The most surprising thing about the music industry suing Twitter over copyright infringement is that it didn’t happen sooner, according to attorneys who say the case will test the social media giant’s ability to raise a decades-old liability shield.
X Corp., formerly Twitter Inc., profits from rampant infringement while failing to remedy the problem, a slew of music publishers said in a June 14 complaint in a Tennessee federal court. Collectively, the companies hold the rights to millions of songs from artists like Rihanna and Taylor Swift, to Mick Jagger and John Denver. Twitter allegedly “rebuffed” calls for it to obtain licenses, unlike other social platforms.

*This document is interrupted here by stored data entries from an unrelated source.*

PR #163, opened 2017-01-18
Marked LIP as a non-default argument.

zuyu:
Assigned to @jianqiao.


jianqiao:
LGTM. Is there some special reason for doing this change?

zuyu:
@jianqiao First, it is doable. Second, I will add a argument with default value, without worrying about the argument order in terms of coding style.

PR #166, opened 2017-01-22
Make the third party directory leaner

hbdeshmukh:
- Added shell script to download prerequisite third party libs, instead
  of relying on pre-existing source files in the third party directory.
- Deleted third party library code for some modules.
- Added re2 CMakeLists patch file.
- Ignore warnings during re2 compilation.
- Compilation fixes due to google benchmark upgrade.
- Fixes for the compilation error in Window aggregation unit test.
- Perform check for the current directory before running the third party
  scripts.
- Created macro for setting GFLAG library name.
- Move third party source files to third_party/src directory.
- Update travis workflow.


zuyu:
Hi @hbdeshmukh,

I was wondering why we download release directly, instead of using submodules for `re2` and `gtest`? And, do we need to run the download shell script manually, or is it a part of `make` after generating `cmake` configurations?

hbdeshmukh:
Hi @zuyu 

There was an elaborate discussion on the dev-list about this branch. Can you please refer to that instead of me reproducing it here? Thanks.

hbdeshmukh:
We need to run the script manually. I am not aware of a way through which make build process can do this.

zuyu:
I found two mail threads regarding this topic: `release: third_party/` and `Fixing git submodule commits to a release`. Do I still miss something, as I did not get the point of not using submodules?

zuyu:
`cmake`'s [execute_process](https://cmake.org/cmake/help/latest/command/execute_process.html) would run a given script for you.

hbdeshmukh:
Combining CMake build process and downloading of third party libraries is not desirable. Here's the proposed workflow in the new branch: 

1. Run download third party script (that also applies patches)
2. CMake (add subdirectories for third party libs and invoke Quickstep's CMake files)
3. make (build everything)

Note that 1 needs to be run only once. However 2 and 3 will be run over and over again as we continue development. If 1 and 2 are combined, we will repeatedly download third party libs and apply patches unnecessarily.

zuyu:
I understand the proposal, and my suggestion is to avoid the extra step 1. There should have a way in step 3 to run once the download script and apply patches (i.e., check for whether a particular file created by the script exists), while building files as many as the dev likes.

CMakeLists.txt
```diff
@@ -694,8 +698,9 @@ else()
   include_directories(${CMAKE_CURRENT_BINARY_DIR}/third_party)
 endif()
 
-add_subdirectory ("${THIRD_PARTY_SOURCE_DIR}/re2_cmake" "${CMAKE_CURRENT_BINARY_DIR}/third_party/re2")
+#add_subdirectory ("${THIRD_PARTY_SOURCE_DIR}/re2_cmake" "${CMAKE_CURRENT_BINARY_DIR}/third_party/re2")
 include_directories("${THIRD_PARTY_SOURCE_DIR}/re2")
+add_subdirectory ("${THIRD_PARTY_SOURCE_DIR}/re2" "${CMAKE_CURRENT_BINARY_DIR}/third_party/re2")
```
zuyu: Per the conventional usage in this file, please move this `add_subdirectory` before `include_directories`, while deleting the old `add_subdirectory`.

hbdeshmukh: Removed the dead code. If I change the order of 702 and 703, it gives me following error, and hence include first and add subdirectory later. 
```
...third_party/src/re2/re2/bitstate.cc:24:26: fatal error: util/logging.h: No such file or directory
 #include "util/logging.h"
```

hbdeshmukh:
>I understand the proposal, and my suggestion is to avoid the extra step 1. There should have a way in step 3 to run once the download script and apply patches (i.e., check for whether a particular file created by the script exists), while building files as many as the dev likes.

I am unable to understand your point. What's the problem with the download step that you have to perform only once in your development lifecycle? As I said earlier, making cmake and make build processes complicated is not desired.

zuyu:
Well, you need to be consistent in [the document](https://github.com/apache/incubator-quickstep/blob/master/README.md#giving-it-a-spin) regarding this extra step.

cramja:
@zuyu are you suggesting that the `cmake` command should automatically run the download script?

zuyu:
Yes.

cramja:
@zuyu I think that's a good idea. Maybe though, that could be a version 2 feature. Seeing as before we had 3 commands with `submodule`, this is an improvement.

cramja:
Also, @hbdeshmukh, I ran it on my machine, +1

cramja:
Though, I would say, one enhancement we can do right now, is check that the user has `curl` and stop the script if they don't.

hbdeshmukh:
> Though, I would say, one enhancement we can do right now, is check that the user has curl and stop the script if they don't.

I have added the checks for the existence of ``curl`` and ``tar``.

hbdeshmukh:
@zuyu Once this PR is merged, I will change the instructions for building Quickstep.

zuyu:
In the last two builds, one of GCC jobs failed due to the time out. Is there a workaround?

hbdeshmukh:
I am assuming you are talking about [build 724 for PR#167](https://travis-ci.org/apache/incubator-quickstep/builds/195394320) and [build 725 for this PR](https://travis-ci.org/apache/incubator-quickstep/builds/196001823). 

I am not sure why one specific gcc build is timing out. With regards to the changes in this PR, the download and unzip process finishes quickly (1-2 seconds), so the overhead isn't high, if that's what you are asking.

zuyu:
Hi @hbdeshmukh,

While I am testing your branch on my Mac, could you please sync with the master? Thanks!

hbdeshmukh:
Synced. Thanks for testing.

zuyu:
Hi @hbdeshmukh,

The `cmake` configure for the single node works, but it fails for the distributed version (assume both protobuf 3.0 and grpc are installed):

```
CMake Error at third_party/src/tmb/third_party/gflags/CMakeLists.txt:315 (add_dependencies):
  Cannot add target-level dependencies to alias target "gflags".
```

After checkouting your own fork and the branch `lean-third-party`, what I did was:
```
 $ git submodule update --init
 $ cd third_party
 $ ./download_and_patch_prerequisites.sh
 $ cd ../build
 $ cmake -DCMAKE_BUILD_TYPE=Debug -DENABLE_DISTRIBUTED=ON ..
```

zuyu:
Hi @hbdeshmukh,

It seems that `third_party/src/gflags` and `tmb/third_party/gflags` are different versions.

hbdeshmukh:
Why can't TMB use the gflags library from Quickstep's 3rd party libraries?

zuyu:
It should be possible. Do you know how to do that?

On the other hand, if tmb builds gflags as a shared library, it would work.

hbdeshmukh:
Hi @zuyu 

I will request you to figure out a solution for the distributed issue, as you know it much better than anyone else. Any solution that you can make it to work should be fine. We should close this PR soon, as it has blocked our release. Thanks for your time.

zuyu:
Hi @hbdeshmukh,

I have [a fix](https://github.com/apache/incubator-quickstep/pull/168/commits/66178d7e11543b0d4bac59481e4b7dfee034acd6) that downgrades `gflags` to 2.1.2, the version we currently use, from the latest. It also removed the trailing whitespace in the shell script.

hbdeshmukh:
Sounds good @zuyu. Can you please create a PR to merge your fix to my branch https://github.com/hbdeshmukh/incubator-quickstep/tree/lean-third-party ? I will keep your commit as a separate commit in the branch, and then we can merge this branch.

zuyu:
Hi @hbdeshmukh,

I think I don't have the permission to push to your fork, but I have the following suggestions for you to do the same thing in your local fork, assuming in the local clone of `hbdeshmukh/incubator-quickstep`, not the `asf` repo:

```
 $ git remote add zuyu https://github.com/zuyu/incubator-quickstep.git
 $ git fetch zuyu lean-third-party
 $ git push origin lean-third-party
```

Let me know if you have questions.

hbdeshmukh:
Done. Travis somehow determined that there was a previous build and therefore didn't trigger another build, I think.

zuyu:
LGTM. Merged.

The suit will challenge Twitter’s ability to wield the safe harbor provided in the Digital Millennium Copyright Act. That law protects platforms from liability for user infringement, but only if they satisfy a number of requirements including honoring takedown requests and having a policy to terminate the accounts of repeat infringers.
The shield has been overcome to the tune of big awards, particularly in cases against internet service providers. The music industry in 2019 secured a $1 billion verdict against Cox Communications—an appeal in the US Court of Appeals in the Fourth Circuit is pending. The lead law firm in that case, Oppenheim & Zebrak LLP, also represents the music publishers against Twitter.
With the industry turning its attention to social media, big tech companies that own platforms like Facebook, TikTok, and YouTube have come around to paying for music to avoid liability.
Twitter an ‘Outlier’
The DMCA, enacted in 1998, was designed to let platforms grow without having to face liability when any of an unprecedented number of users infringed a copyright.
The law’s tradeoff was that ISPs and web platforms had to adhere to its takedown notice and counter-notice regime, among other requirements.
The suit was filed in the US District Court for the Middle District of Tennessee by Sony Music Publishing LLC, Universal Music Corp., Warner Chappell Music Corp., and a host of other publishers and labels that filled the entire first page of the complaint.
It said the publishers, through the National Music Publishers’ Association, had expanded substantial efforts to finding infringement on Twitter and notifying the company.
“Twitter is quite an outlier at this point in terms of how they deal with music,” IP attorney Luke DeMarte of Michael Best & Friedrich LLP said. “They say, ‘We’re not a music platform.’”
He said that may have been a somewhat better argument for past versions of the site, “but now they make it so easy to upload audio-video content, I don’t see how they can keep sticking to that story.”